Nyx, an affiliate of Q-Black and Joe Bretz, has failed to deliver a required $1.3 million to a trust account by a Jan. 20 deadline, as dictated in the original merger proposal, according to Image management. The money was going toward a $1.8 million business interruption fee, which Image would receive upon the merger not closing.
Under the agreement, struck in November, Nyx had agreed to purchase outstanding shares of Image stock for $2.75 a share.
On Thursday, Image formally notified Nyx that its noncompliance constituted a breach of the merger agreement.
Image’s board of directors is considering terminating the merger agreement or litigation to recover the $1.8 million business interruption fee.
Last year, Image similarly declared BTP Acquisition Co. in breach of contract over their proposed merger.
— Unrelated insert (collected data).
PR #6776, opened 2024-04-07
Fixes hover preview going out of window bounds

### LINKED ISSUE #6760: Hover preview going out of bounds again
Was previously fixed in #5712 but looks like it regressed somewhere post that.

Well, the problem seems to be that of `cardRef` being passed as a `ref` to the `Position` component. The height and width of the `Position` component always remains zero and it actually appears so in the `useHoverPosition` hook as `card.height` and `card.width`.

The initial attempt to fix was to simply pass `cardRef` as `ref` to the individual hover preview components as was happening before but that doesn't work anymore and needs further investigation.

apoorv-mishra:
Closes #6760

### DIFF
--- a/app/editor/extensions/HoverPreviews.tsx
+++ b/app/editor/extensions/HoverPreviews.tsx
@@ -16,14 +16,16 @@ export default class HoverPreviews extends Extension {
   state: {
     activeLinkElement: HTMLElement | null;
     data: Record<string, any> | null;
+    dataLoading: boolean;
   } = observable({
     activeLinkElement: null,
     data: null,
+    dataLoading: false,
   });
 
   get defaultOptions(): HoverPreviewsOptions {
     return {
-      delay: 500,
+      delay: 600,
     };
   }
 
@@ -59,6 +61,7 @@ export default class HoverPreviews extends Extension {
                       .pop();
 
                     if (url) {
+                      this.state.dataLoading = true;
                       try {
                         const data = await client.post("/urls.unfurl", {
                           url: url.startsWith("/") ? env.URL + url : url,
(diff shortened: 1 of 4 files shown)


app/editor/extensions/HoverPreviews.tsx
```diff
@@ -45,8 +49,27 @@ export default class HoverPreviews extends Extension {
...
+                      .split("/")
+                      .pop();
+
+                    if (url) {
+                      try {
+                        const data = await client.post("/urls.unfurl", {
+                          url: url.startsWith("/") ? env.URL + url : url,
+                          documentId,
+                        });
+                        this.state.activeLinkElement = element;
```
tommoor, line 67: I haven't ran this yet but setting the `activeLinkElement` state only after the async network request has come back seems like a recipe for buggy behavior…?

app/editor/extensions/HoverPreviews.tsx
```diff
@@ -13,13 +15,17 @@ interface HoverPreviewsOptions {
...
   } = observable({
     activeLinkElement: null,
+    data: null,
+    dataLoading: false,
   });
 
   get defaultOptions(): HoverPreviewsOptions {
     return {
-      delay: 500,
+      delay: 600,
```
apoorv-mishra, line 28: Purposely set opening delay to be greater than closing delay(500ms) to prevent picking of stale dimensions for card positioning 👇 

https://github.com/outline/outline/assets/15694566/7b351b22-6d8a-4bb1-8a25-ceaf0427b915

Although a consistent solution for this would be to move the closing delay logic from the component to the extension(in `mouseout` handler). But we're bound to keep that logic within the component because we have to prevent the preview card from closing if hovered 😬

tommoor:
Works well 👌 

image

– just one thing I found, which is kind of a problem from before that is made worse now by the above positioning. Some of the hover cards increase in width once the image loads, causing them to reduce in height and leave a gap. I think we can fix this just by fixing the width to 375 always.

tommoor (approved):
With the caveat of changing to a fixed width preview we're good to go

PR #6782, opened 2024-04-09
feat: duplicate a document as draft

### LINKED ISSUE #6778: Allow duplicating a document as draft
It would be nice if one could decide to copy a page as "Unpublished". This would especially be useful if the page has mentions on it, as they get notified immediately after the duplication.
I think this could be done relatively easy in the Dialog that already pops up when duplicating a page.

_Originally posted by @nliechti in https://github.com/outline/outline/discussions/6766_

hmacr:
Closes #6778


tommoor (commented):
Works well, lets flip the UI though so it shows a toggle with "Published" label enabled by default that you toggle off to duplicate as a draft.

tommoor (approved):

PR #6791, opened 2024-04-11
add H3 to editor formatting toolbar

hmacr:
This PR adds H3 option to the editor formatting toolbar.

As of now, the only way to change an existing heading level from H1/H2 to H3 is to remove the content and use the `slash directive` to insert a H3 node.


tommoor (approved):
It's not actually the _only_ way, you can also type three `###` at the beginning of any node to turn it into a H3.

PR #6864, opened 2024-05-02
next-video player integrated

sajidali2444:
In this PR default video player replaced with Next-Video player.


sajidali2444:
wrong github account used

PR #6866, opened 2024-05-02
next-video player integrated

MuhammadAkif:
What is completed in this PR

1. Next Video Player is added
2. Globally change default video player with Next Video Player
3. Changed Vite config to add environment for Next Video Player
4.  Dynamically loaded Next Video Player import inside useEffect

Demo loom
https://www.loom.com/share/be040e63844d448498274a27ecd8e7b2

### DIFF
--- a/package.json
+++ b/package.json
@@ -150,6 +150,7 @@
     "mobx-react": "^6.3.1",
     "mobx-utils": "^4.0.1",
     "natural-sort": "^1.0.0",
+    "next-video": "^1.0.4",
     "node-fetch": "2.7.0",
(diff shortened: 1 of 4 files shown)


tommoor:
While I agree that the video player can be improved through custom styling (it's a shame the default browser players are so poor), this doesn't seem like the way to go. This particular library is optimized for next and adds hundreds of unnecessary extra dependencies to the project, all we really need is a nice simple React component.

Really the best way forward is probably to build something custom, _maybe_ use `video.js` or a similar library to make interacting with the player easier?

PR #6867, opened 2024-05-03
fix: Simplify redirect logic for self-hosted

### LINKED ISSUE #6859: Invalid redirect on OAuth errors when using reverse proxies
Using OAuth mecanism, using a reverse proxy, and upon OAuth errors, the existing logic will fail to replace the inner hosting port (usually 3000 in a docker container), and will end up redirecting to `https://external.address.org:3000` instead of `https://external.address.org`. 

This can be traced back to: https://github.com/outline/outline/blob/main/server/middlewares/passport.ts#L43

Indeed, the serving host string in `ctx.get("host")` will be the host value received by the inner request made by the proxy... targetting the inner container and port (usually 3000). The link given to the source show it tries then to replace the internal host with a provided correct external hostname, but forgets about the port number : effectively overwriting only the host name and leaving the port number intact.

Hence the issue.

tommoor:
closes #6859

### DIFF
--- a/server/middlewares/passport.ts
+++ b/server/middlewares/passport.ts
@@ -25,8 +25,8 @@ export default function createMiddleware(providerName: string) {
 
           if (err.id) {
             const notice = err.id.replace(/_/g, "-");
-            const redirectUrl = err.redirectUrl ?? "/";
-            const hasQueryString = redirectUrl?.includes("?");
+            const redirectPath = err.redirectPath ?? "/";
+            const hasQueryString = redirectPath?.includes("?");
 
             // Every authentication action is routed through the apex domain.
             // But when there is an error, we want to redirect the user on the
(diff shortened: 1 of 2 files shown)


server/middlewares/passport.ts
```diff
@@ -35,18 +35,17 @@ export default function createMiddleware(providerName: string) {
...
-            const requestHost = ctx.get("host");
+            const requestHost = state?.host ?? ctx.hostname;
             const url = new URL(
-              `${reqProtocol}://${requestHost}${redirectUrl}`
+              env.isCloudHosted
+                ? `${reqProtocol}://${requestHost}${redirectPath}`
+                : `${env.URL}${redirectPath}`
             );
 
-            url.host = host;
```
tommoor, line 48: This seems vestigial – why construct the URL above and then override the host immediately?

Issue #6683, opened 2024-03-18
the bold text appears as **text** on the reading page


jochne:
Bug Report:

Bug Description:
In a Chinese language environment, while using Outline self-hosted version 0.75.2, when a sentence includes text formatted in bold within the editor, this formatting does not carry over to the shared reading page. Instead, the bold text appears as `**text**` on the reading page.

To Reproduce:

1. Access the Outline self-hosted platform (version 0.75.2).
2. Create or edit an article containing a sentence with Chinese characters in bold format.
3. Save the changes and preview or share the article to view the read-only version.
4. Notice how the bold formatting is not preserved; it's displayed as `**text**`.

Expected Behavior:
When a user formats text as bold within the editor, this formatting should be consistently maintained across all views, including the shared reading page.

Desktop Environment Details:

* OS: macOS 14.2.1
* Browser: Chrome
* Version: 121.0.6167.184 (Official Build) (arm64)

On shared page with view mode

![CleanShot 2024-03-18 at 4  10 38@2x](https://uploads.linear.app/47519575-84a7-4b8b-8a29-c645d1bb39ee/c62228f3-53d1-4902-9001-07ed73ba4b66/b40803cf-16b7-4ae7-bfc3-7d4bbfdf87f6?signature=eyJhbGciOiJIUzI1NiIsInR5cCI6IkpXVCJ9.eyJwYXRoIjoiLzQ3NTE5NTc1LTg0YTctNGI4Yi04YTI5LWM2NDVkMWJiMzllZS9jNjIyMjhmMy01M2QxLTQ5MDItOTAwMS0wN2VkNzNiYTRiNjYvYjQwODAzY2YtMTZiNy00YWU3LWJmYzMtN2Q0YmJmZGY4N2Y2IiwiaWF0IjoxNzExNTAyMTQyLCJleHAiOjMzMjgyMDYyMTQyfQ.I0KeH2k-aSi5OnKUhtIkTZiovTkJSfGCGIinlqGWS0M)

On the page after login or in edit mode

[...]

PR #6871, opened 2024-05-05
fix: markdown-it bug for incorrect strong tag closing

shepherdwind:
## Problem

By default, markdown-it identifies whether `**` can be closed based on the following rules:

- If there is a space on the left, then `open = true`
- If there is a space on the right, then `close = true`
- If neither side has a space, it checks for special characters such as `+-=` or other language separators for example Chinese semicolons `：`. If these symbols are present, they are treated as spaces.

The last rule leads to the following parsing results:

```js
render('**==foo==**') === '<p>**<mark>foo</mark>**</p>';
render('**中文：**中文') === '<p>**中文：**中文</p>';
```

In these two examples, the second `**` is preceded by `=` and `：`, which are recognized as delimiters, identified as an open tag, causing the preceding `**` to not close properly, so it is output directly.

In reality, we expect both cases to output a strong tag.

> Similar issues #6683.

## Fix logic

The implementation logic is as follows: insert a function before `balance_pairs`. After completing inline rule parsing, adjust the delimiters. After adjustment, whether `**` can be closed depends on whether there was an open `**` before it.

After using this plugin, the above examples will output as follows:

```js
render('**==foo==**') === '<p><strong><mark>foo</mark></strong></p>';
render(' **Chinese:** Chinese ') === ' < p > < strong > Chinese: </ strong > Chinese </ p > ';
```

> For more details, please refer to the implementation of the [match-pairs](https://github.com/shepherdwind/match-pairs) package.

### DIFF
--- a/package.json
+++ b/package.json
@@ -144,6 +144,7 @@
     "markdown-it": "^13.0.1",
     "markdown-it-container": "^3.0.0",
     "markdown-it-emoji": "^2.0.0",
+    "markdown-match-pairs": "^1.0.2",
     "mermaid": "9.3.0",
     "mime-types": "^2.1.35",
     "mobx": "^4.15.4",
--- a/shared/editor/marks/Bold.ts
+++ b/shared/editor/marks/Bold.ts
@@ -1,3 +1,4 @@
+import matchPairs from "markdown-match-pairs";
 import { toggleMark } from "prosemirror-commands";
 import { InputRule } from "prosemirror-inputrules";
 import { MarkSpec, MarkType } from "prosemirror-model";
@@ -30,6 +31,10 @@ export default class Bold extends Mark {
       ],
       toDOM: () => ["strong"],
     };
+  }
+
+  get rulePlugins() {
+    return [matchPairs];
   }
 
   inputRules({ type }: { type: MarkType }): InputRule[] {
--- a/yarn.lock
+++ b/yarn.lock
@@ -9892,6 +9892,11 @@ markdown-it@^14.0.0:
     punycode.js "^2.3.1"
     uc.micro "^2.0.0"
 
+markdown-match-pairs@^1.0.2:
+  version "1.0.2"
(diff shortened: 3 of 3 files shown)


shepherdwind:
The plugin logic here is placed in a separate repository for the convenience of integrating old test cases with the markdown-it package, ensuring that the changes does not affect existing logic.

tommoor:
Hey, thanks for the fix – I've seen this issue once or twice.

Can I ask why not publish this fix upstream to the https://github.com/markdown-it/markdown-it repo and fix for everyone? It's well maintained, only has one outstanding pull request, and it seems like you have done a thorough job of creating test cases.

shepherdwind:
> Hey, thanks for the fix – I've seen this issue once or twice.
> 
> Can I ask why not publish this fix upstream to the https://github.com/markdown-it/markdown-it repo and fix for everyone? It's well maintained, only has one outstanding pull request, and it seems like you have done a thorough job of creating test cases.

I initially looked at the narkdown-it repository and found several similar issues(markdown-it/markdown-it/issues/1010, markdown-it/markdown-it/issues/1013), but they were all rejected for not complying with the commonmark specification. I feel that they may not be willing to merge such changes, so I created a separate plugin myself.

However, I can raise an issue there to see if it is deemed appropriate, and if so, I will merge the changes over there.

tommoor:
Thanks for that link, I'll read through the context and make a decision – I think it's likely we're merge this fix. Hopefully this will become less important in the near future as we'll be moving rendering away from parsing Markdown, so it only needs to happen on import/export of external data.

shepherdwind:
Today in that issue I replied, and only then did I realize that commonmark supports nesting of em and strong. I need to make some modifications and add compatibility tests for commonmark.

tommoor:
FWIW, this will be much less of an issue once #3000 is finally merged as we'll then never be rendering from markdown, it will only be considered on _import_.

That agreement eventually collapsed.
“The Image board of directors has determined that it is in the best interests of the company and its stockholders to formally notify Nyx that it is in breach of the merger agreement for its failure to deliver the second deposit of $1.3 million,” said an Image spokesman. “We are very disappointed that Nyx has not complied with its obligation under the merger agreement and what this failure reflects regarding Nyx’s current ability to close the transaction. If Nyx immediately delivers $1.3 million in immediately available funds and can reconfirm to our complete satisfaction that it has the ability to finance the transaction, then Nyx will no longer be considered in breach of the merger agreement and, subject to approval of Image’s stockholders at the upcoming special meeting of stockholders, the company stands ready to close. If not, we have no choice but to exercise our rights under the merger agreement, seek collection of the $1.8 million business interruption fee and pursue all other available remedies. We remain committed to enhancing stockholder value.”